Wahrhaftig und traurig zugleich

Das erfolgreichste Werk von Heinrich Mann ist "Der Untertan", eine beißende Satire auf den Wilhelminismus, an welchem er zwischen 1906 und 1914 arbeitet. Sein weltbekannter „Roman des Bürgertums“ erscheint 1918, dessen Vorabdruck in einer Zeitschrift ist 1914 bei Kriegsausbruch abgebrochen worden. Nach Kriegsende wird das Buch zum Bestseller, in Deutschland fast hunderttausendmal verkauft, 1931  mit den nahezu vergessenen Romanen „Die Armen“(1917), „Der Kopf“ (1925) zur Trilogie  „Das  Kaiserreich“ zusammengefasst.

Der Roman erzählt den Aufstieg Diederich Heßling, Sohn eines kleinen Fabrikanten im fiktiven Städtchen Netzig. Als  Kind ängstlich und träumerisch, früh fasziniert von Unterwerfung und Autorität. „Am Geburtstag des Ordinarius bekränzte man Katheder und Tafel. Diederich umwand sogar den Rohrstock.“ Sadistische Freude empfindet er am Quälen eines jüdischen Mitschülers. Geschildert werden die  Sozialisationsinstanzen Familie, Schule, Militär, Universität,  alle funktionierend nach dem Prinzip Kasernenhofdrill, um schließlich den perfekten „Untertan“, die Figur des Diederich Heßling repräsentiert diesen Typus, zu erschaffen: „nach oben buckelnd“ – „nach unten tretend“.

Ein intriganter Opportunist ist Diederich Heßling, dem es in erster Linie um seine Vorteile geht, ein Hurrapatriot des Kaisers Wilhelm II., den er im gesamten Gebaren nachahmt. Zurück in der Heimatstadt aus Berlin nach dem Studium heiratet er die dralle Guste Daimchen, eine reiche Erbin, mit deren Vermögen er das das väterliche Geschäft ausbauen kann. Diederich Heßling kämpft wider die „Schlammflut der Demokratie“, schart die „Nationalgesinnten“ um sich, intrigiert zusammen mit „seinem“  Sozialdemokraten Napoleon Fischer im Stadtrat gegen die Liberalen, um sie kaltzustellen. Immer im Bemühen jedoch, geschäftlich wie gesellschaftlich aufzusteigen. Von Diederich verachtet wird der alte Buck, der Wohltäter von Netzig, Vertreter der Ideale von 1848,  der für ein aufgeklärtes „Deutschland der Dichter und Denker“ steht.

 

"Das traurigste Buch meines Lebens"

 

Über die eigene Familie regiert Diederich als Despot. Am Ende der Hierarchie: Vater, Mutter, Kinder steht der Familienteckel, der von den Kindern malträtiert wird. Des Nachts lebt Diederich mit Guste seine geheimen Wünsche aus: „Indes sie in fesselloser Weise mit den Hüften schaukelte, begann sie ihrerseits heftig zu blitzen, und den wurstförmigen Finger gebieterisch gegen den Boden gestreckt, zischte sie: ‚Auf die Knie, elender Schklafe!‘ Und Diederich tat, was sie heischte! … „Regelmäßig nach solchen nächtlichen Phantasien ließ er sich am Morgen das Wirtschaftsbuch vorlegen, und wehe, wenn Gustes Rechnung nicht glatt aufging.“ Ungezügelt geht es im vordergründig prüden Netzig zu. Nicht  nur bei den Heßlings. Urkomische Szenen finden sich im Roman.

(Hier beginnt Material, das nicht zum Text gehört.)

PR #4441, opened 2021-12-10
proposed solution to "long varchar" problem

gavinking:
I'm really very happy with this, it just makes sense:

- it makes the supported dialects more graceful and much more consistent in their handling of long column lengths
- it makes it easy for people already using JPA's `@Column` or even Hibernate Validators `@Size` annotation
- it nicely distinguishes between 16-bit "long" (MySQL `text`) and really damn 32-bit "long"
- it has an incredibly minimal impact

### DIFF
--- a/hibernate-core/src/main/java/org/hibernate/dialect/SpannerDialect.java
+++ b/hibernate-core/src/main/java/org/hibernate/dialect/SpannerDialect.java
@@ -92,17 +92,20 @@ public class SpannerDialect extends Dialect {
 		//there is no time type of any kind
 		registerColumnType( Types.TIME, "timestamp" );
 
-		final int stringMaxLength = 2_621_440;
-		final int bytesMaxLength = 10_485_760;
+		registerColumnType( Types.CHAR, getMaxVarcharLength(), "string($l)" );
+		registerColumnType( Types.CHAR, "string(max)" );
+		registerColumnType( Types.VARCHAR, getMaxVarcharLength(), "string($l)" );
+		registerColumnType( Types.VARCHAR, "string(max)" );
 
-		registerColumnType( Types.CHAR, stringMaxLength, "string($l)" );
-		registerColumnType( Types.VARCHAR, stringMaxLength, "string($l)" );
+		registerColumnType( Types.NCHAR, getMaxNVarcharLength(), "string($l)" );
+		registerColumnType( Types.NCHAR, "string(max)" );
+		registerColumnType( Types.NVARCHAR, getMaxNVarcharLength(), "string($l)" );
+		registerColumnType( Types.NVARCHAR, "string(max)" );
 
-		registerColumnType( Types.NCHAR, stringMaxLength, "string($l)" );
-		registerColumnType( Types.NVARCHAR, stringMaxLength, "string($l)" );
-
-		registerColumnType( Types.BINARY, bytesMaxLength, "bytes($l)" );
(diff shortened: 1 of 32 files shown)


gavinking:
Note that since this PR also cleans up the mappings for `LONGVARCHAR`, this stuff is entirely complementary to the existing `LongVarcharJdbcType` in H6, and allows and improves the `alternative of `@JdbcType(LongVarcharJdbcType.class)`.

Der Roman „Die Armen, der zweite Teil der Trilogie, handelt 1913 und 1914 bis zum Beginn des Ersten Weltkriegs. Das Personal deckt sich teils mit dem im „Untertan“. Diederich Heßling, inzwischen zum Großindustriellen und Geheimen Kommerzienrat aufgestiegen, residiert in der „Villa Höhe“, beutet in seiner Papierfabrik die Arbeiter, deren Lebensverhältnisse mehr als prekär sind,  erbarmungslos aus. Unter Mithilfe „seines“ Proleten Fischer, ein korrupter Vertreter der Arbeiterinteressen im Reichstag.

„Der Kopf“, das autobiographisch grundierte Ende von Heinrich Manns Kaiserreich-Trilogie, thematisiert das Versagen der Intellektuellen in der wilhelminischen Epoche. Keine einfache Lektüre nebenbei gesagt. Für den Neffen Klaus Mann ist das Werk ein „Geständnis“ ( Zeitgenössische Rezensionen, S. (51f.) für Nachgeborene.

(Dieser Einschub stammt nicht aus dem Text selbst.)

PR #6211, opened 2023-03-06
HHH-16218 CompoundNaturalIdMapping#calculateHashCode does no longer always return 0

sdusart:
The test case (CompoundNaturalIdCacheTest) is mainly a performance test but I added it in the unit tests of hibernate-core.

### DIFF
--- a/hibernate-core/src/main/java/org/hibernate/cache/internal/NaturalIdCacheKey.java
+++ b/hibernate-core/src/main/java/org/hibernate/cache/internal/NaturalIdCacheKey.java
@@ -38,7 +38,7 @@ public class NaturalIdCacheKey implements Serializable {
 	}
 
 	public NaturalIdCacheKey(Object naturalIdValues, EntityPersister persister, String entityName, SharedSessionContractImplementor session) {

In dem Roman geht es die Rolle der Intellektuellen, welche für Heinrich Mann verantwortlich sind für die  Veränderung von Staat und Gesellschaft. Deren Verhalten ist jedoch bestimmt durch Intrigen, Verrat  und Machtgier. Die Demokratie bedürfe allerdings einer moralisch erneuerten Führung, um erfolgreich autoritäre Strukturen der Vergangenheit überwinden zu können.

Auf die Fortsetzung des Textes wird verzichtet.